Since 1991 the relations along the axis ‘center-regions’ have been one of the main factors determining stability and effective development of Russia. Federalism and regionalism have brought into life new elements and networks, becoming themselves actors in the political game and thus creating system effects. The entire development of Russia starting from 1990 until today has been a complicated, controversial period of the transformation of a unitary state into a federation.
Federalism is mainly a political phenomenon, a form of political conflict between individuals with different interests regarding the principles of government organization and institutional design. In the federal context the process of determining ‘who will get what, when and how’ appears to become a sort of political bargaining on whose version of the federal union is to be actually implemented. As a result the political role of regions depends on the level of their autonomy and their ability for participation in federal decision-making process. In Russia these two crucial things have been in constant process of change.

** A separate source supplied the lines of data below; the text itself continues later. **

PR #5900, opened 2019-12-01
Feature/create artemis test module

### LINKED ISSUE #3833: ArtemisTestResource available
**Description**
Artemis integration test has an `ArtemisTestResource` https://github.com/quarkusio/quarkus/pull/2930/files#diff-76fa3fe6358cacc251f9cb4d29ae82ac to manage the lifecycle of an embedded Artemis instance for testing purposes.

The problem is that this class is not available for all users, I think that this kind of utilities should be available for any user because the way we test these integrations might be used by any dev.

So I think that this class should be moved to either an `artemis-test` artifact or in a place that can be used by anyone.

Generally speaking, I think that any util used in our integration tests should not be implemented in the integration tests itself but in a place that could be used by anyone, because at the end our necessities for testing probably are going to be the same for anyone writing test for Quarkus.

1990–1992 (until March): the so-called Parade of Sovereignties
During that period the ethnic formations within Russia (former autonomous republics and okrugs) sought to upgrade their political status, to win recognition as independent republics as a part of the Russian Federation (RF). Movements for sovereignty were led by the republics of Tatarstan, Bashkorostan, Yakutia and others. At the same time the national idea, the idea of the restoration of ethnic states, language and culture clearly prevailed.